• **Work to complete**: Every line below that holds the word "PendingTransactionsManagerSpec" must be listed.

• **Data supplied**:
PR #528, opened 2018-07-11
Feature/ec 547 Remove sender field form SignedTransaction

KonradStaniec:
This pr remove sender field from SignedTransaction, main reason is that currently this field would need  be caluclated during deserialization of signedTransactions. On etc network it did not pose much problem, but on eth network when each block can have much more transactions and getting sender is pretty costly operation, it lead to situation than deserializing block packet during fast sync could last 60s or more. It is pretty not acceptable as it leads to unwarranted timeouts and general fast sync slowness.

Now sender is calculated for transaction when necessery, it can lead to some rpc methods being slower it is worth considering some cache for caluclated senders.


src/main/scala/io/iohk/ethereum/keystore/Wallet.scala
```diff
@@ -9,6 +9,6 @@ import org.bouncycastle.crypto.AsymmetricCipherKeyPair
 case class Wallet(address: Address, prvKey: ByteString) {
   lazy val keyPair: AsymmetricCipherKeyPair = keyPairFromPrvKey(prvKey.toArray)
 
-  def signTx(tx: Transaction, chainId: Option[Byte]): SignedTransaction =
+  def signTx(tx: Transaction, chainId: Option[Byte]): (SignedTransaction, Address) =
```
mmrozek: Why are you returning a tuple if you defined SignedTransactionWithSender case class? If you use this class it will be more readable - you won't need to use _._x syntax.

KonradStaniec: ahh good point, i defined this case class in somewhat different context and later forgot that i have here ready. I will change it.

src/main/scala/io/iohk/ethereum/domain/SignedTransaction.scala
```diff
@@ -109,14 +107,13 @@ object SignedTransaction {
 
 case class SignedTransaction (
   tx: Transaction,
-  signature: ECDSASignature,
-  senderAddress: Address) {
+  signature: ECDSASignature) {
```
rtkaczyk: Why not just convert it to a `lazy val`?

KonradStaniec: tbh i was thinking about it, but:
1. Sender field not make sense in all transactions , it would need to be `Option[Sender]` as in wrongly signed transactions we would not be able recover sender, or in case of leaving it as `Sender` I would need to track when exceptions would need to be cought. 
2. I got more help from compiler when removing this field, when converted to lazy val it just compiles more or less as it was, after removing that field i needed to expicilty call `getSender` in each place deciding what to do.

src/main/scala/io/iohk/ethereum/domain/SignedTransaction.scala
```diff
@@ -55,15 +53,15 @@ object SignedTransaction {
...
     val bytesToSign: Array[Byte] = if (v == ECDSASignature.negativePointSign || v == ECDSASignature.positivePointSign) {
-      generalTransactionBytes(tx)
+      generalTransactionBytes(tx.tx)
     } else {
-      chainSpecificTransactionBytes(tx, chainId)
+      chainSpecificTransactionBytes(tx.tx, chainId)
     }
 
-    val recoveredPublicKey: Option[Array[Byte]] = signature.publicKey(bytesToSign, Some(chainId))
+    val recoveredPublicKey: Option[Array[Byte]] = tx.signature.publicKey(bytesToSign, Some(chainId))
```
agnikowa: you could replace this `tx.signature` with `v` extracted before, but consider change of the name for something more descriptive

src/main/scala/io/iohk/ethereum/jsonrpc/EthService.scala
```diff
@@ -559,8 +560,12 @@ class EthService(
 
     Try(req.data.toArray.toSignedTransaction) match {
       case Success(signedTransaction) =>
-        pendingTransactionsManager ! PendingTransactionsManager.AddOrOverrideTransaction(signedTransaction)
-        Future.successful(Right(SendRawTransactionResponse(signedTransaction.hash)))
+        if (SignedTransaction.getSender(signedTransaction).isDefined){
+          pendingTransactionsManager ! PendingTransactionsManager.AddOrOverrideTransaction(signedTransaction)
+          Future.successful(Right(SendRawTransactionResponse(signedTransaction.hash)))
+        }else{
```
agnikowa: weird formatting

src/main/scala/io/iohk/ethereum/jsonrpc/EthService.scala
```diff
@@ -778,7 +783,7 @@ class EthService(
 
       val tx = Transaction(0, req.tx.gasPrice, gasLimit, toAddress, req.tx.value, req.tx.data)
       val fakeSignature = ECDSASignature(0, 0, 0.toByte)
-      SignedTransaction(tx, fakeSignature, fromAddress)
+      SignedTransactionWithSender(SignedTransaction(tx, fakeSignature), fromAddress)
```
agnikowa: maybe you should consider adding object for `SignedTransactionWithSender ` with apply method something like that:
```
def apply(transaction: Transaction, signature: ECDSASignature, sender: Address): SignedTransactionWithSender = {
    SignedTransactionWithSender(SignedTransaction(transaction, signature), sender)
  }
```
to get rid of always adding `SignedTransaction `

src/main/scala/io/iohk/ethereum/jsonrpc/FilterManager.scala
```diff
@@ -226,7 +226,10 @@ class FilterManager(
       .flatMap { case PendingTransactionsManager.PendingTransactionsResponse(pendingTransactions) =>
         keyStore.listAccounts() match {
           case Right(accounts) =>
-            Future.successful(pendingTransactions.filter(pt => accounts.contains(pt.stx.senderAddress)))
+            Future.successful(pendingTransactions.filter{pt =>
```
agnikowa: weird formatting

src/main/scala/io/iohk/ethereum/ledger/BlockPreparator.scala
```diff
@@ -251,16 +254,25 @@ class BlockPreparator(
...
-            (Account.empty(blockchainConfig.accountStartNonce), world.saveAccount(stx.senderAddress, Account.empty(blockchainConfig.accountStartNonce)))
-          )
         val upfrontCost = calculateUpfrontCost(stx.tx)
-        val validatedStx = signedTxValidator.validate(stx, senderAccount, blockHeader, upfrontCost, acumGas)
+        val senderAddress = SignedTransaction.getSender(stx)
+
+        val accountDataOpt = senderAddress.map {address =>
+          world.getAccount(address).map(a => (a, address))
+            .getOrElse(
+              (Account.empty(blockchainConfig.accountStartNonce), address)
```
agnikowa: weird formatting

src/main/scala/io/iohk/ethereum/transactions/PendingTransactionsManager.scala
```diff
@@ -88,8 +89,10 @@ class PendingTransactionsManager(txPoolConfig: TxPoolConfig, peerManager: ActorR
 
     case AddOrOverrideTransaction(newStx) =>
       pendingTransactions.cleanUp()
+      // Only validated tranactions are added this way, it is safe to call get
+      val newStxSender = SignedTransaction.getSender(newStx).get
       val obsoleteTxs = pendingTransactions.asMap().asScala.filter(
-        ptx => ptx._2.stx.senderAddress == newStx.senderAddress && ptx._2.stx.tx.nonce == newStx.tx.nonce
+        ptx => SignedTransaction.getSender(ptx._2.stx).contains(newStxSender) && ptx._2.stx.tx.nonce == newStx.tx.nonce
```
agnikowa: maybe consider to make method out of this `SignedTransaction.getSender(ptx._2.stx).contains(newStxSender)` because you're using this combination twice already (`PersonalService`)

src/test/scala/io/iohk/ethereum/jsonrpc/FilterManagerSpec.scala
```diff
@@ -295,20 +296,21 @@ class FilterManagerSpec extends FlatSpec with Matchers with ScalaFutures with No
...
 
+    val tx = Transaction(
+      nonce = 0,
+      gasPrice = 123,
+      gasLimit = 123,
+      receivingAddress = Address("0x1234"),
+      value = 0,
+      payload = ByteString())
+
+
```
agnikowa: remove additional enter, also 344-345

src/test/scala/io/iohk/ethereum/jsonrpc/FilterManagerSpec.scala
```diff
@@ -332,20 +334,21 @@ class FilterManagerSpec extends FlatSpec with Matchers with ScalaFutures with No
...
+    val stx = SignedTransaction.sign(tx, keyPair, None)
     val pendingTxs = Seq(
```
agnikowa: i think it now fits one line, same as 310

src/test/scala/io/iohk/ethereum/ledger/LedgerSpec.scala
```diff
@@ -197,7 +197,7 @@ class LedgerSpec extends FlatSpec with PropertyChecks with Matchers with MockFac
         val BlockResult(resultingWorldState, resultingGasUsed, resultingReceipts) = txsExecResult.right.get
 
         //Check valid world
-        val minerPaymentForTxs = UInt256(stx.tx.gasLimit * stx.tx.gasPrice)
+        val minerPaymentForTxs = UInt256(stx.tx.tx.gasLimit * stx.tx.tx.gasPrice)
```
agnikowa: i know that this is not a refactor, but maybe consider extracting `stx.tx.tx` to val

src/test/scala/io/iohk/ethereum/ledger/LedgerSpec.scala
```diff
@@ -242,7 +242,7 @@ class LedgerSpec extends FlatSpec with PropertyChecks with Matchers with MockFac
     val BlockResult(resultingWorldState, resultingGasUsed, resultingReceipts) = txsExecResult.right.get
 
     //Check valid world
-    val minerPaymentForTxs = UInt256(validStxSignedByOrigin.tx.gasLimit * validStxSignedByOrigin.tx.gasPrice)
+    val minerPaymentForTxs = UInt256(validStxSignedByOrigin.tx.tx.gasLimit * validStxSignedByOrigin.tx.tx.gasPrice)
```
agnikowa: same here with `validStxSignedByOrigin.tx.tx` to val

src/test/scala/io/iohk/ethereum/ledger/LedgerSpec.scala
```diff
@@ -444,14 +444,14 @@ class LedgerSpec extends FlatSpec with PropertyChecks with Matchers with MockFac
...
-      resultingGasUsed shouldBe stx1.tx.gasLimit + stx2.tx.gasLimit
+      resultingGasUsed shouldBe stx1.tx.tx.gasLimit + stx2.tx.tx.gasLimit
 
       //Check valid receipts
       resultingReceipts.size shouldBe 2
       val Seq(receipt1, receipt2) = resultingReceipts
 
       //Check receipt1
-      val minerPaymentForTx1 = UInt256(stx1.tx.gasLimit * stx1.tx.gasPrice)
+      val minerPaymentForTx1 = UInt256(stx1.tx.tx.gasLimit * stx1.tx.tx.gasPrice)
```
agnikowa: same with `stx1.tx.tx` and tx2.tx.tx, it could be more readable as values

src/test/scala/io/iohk/ethereum/transactions/PendingTransactionsManagerSpec.scala
```diff
@@ -74,34 +77,35 @@ class PendingTransactionsManagerSpec extends FlatSpec with Matchers with ScalaFu
...
     val pendingTxs = (pendingTransactionsManager ? GetPendingTransactions).mapTo[PendingTransactionsResponse].futureValue
     pendingTxs.pendingTransactions.size shouldBe 6
-    pendingTxs.pendingTransactions.map(_.stx).toSet shouldBe (msg2.txs.take(2) ++ msg1.txs.takeRight(4)).toSet
+    pendingTxs.pendingTransactions.map(_.stx).toSet shouldBe (tx2.take(2) ++ tx1.takeRight(4)).toSet
   }
 
   it should "not add pending transaction again when it was removed while waiting for peers" in new TestSetup {
-    val msg1 = SignedTransactions(Seq(newStx(1)))
-    pendingTransactionsManager ! MessageFromPeer(msg1, peer1.id)
+    val msg1 = Seq(newStx(1)).toSet
```
agnikowa: maybe use just `Set(newStx(1))`

src/main/scala/io/iohk/ethereum/domain/SignedTransaction.scala
KonradStaniec: not sure what you mean, `v` is only a part of signature, and to calculate public key i need whole signature.

agnikowa: yup, my mistake, ignore this comment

• **Response box**:
src/test/scala/io/iohk/ethereum/transactions/PendingTransactionsManagerSpec.scala
@@ -74,34 +77,35 @@ class PendingTransactionsManagerSpec extends FlatSpec with Matchers with ScalaFu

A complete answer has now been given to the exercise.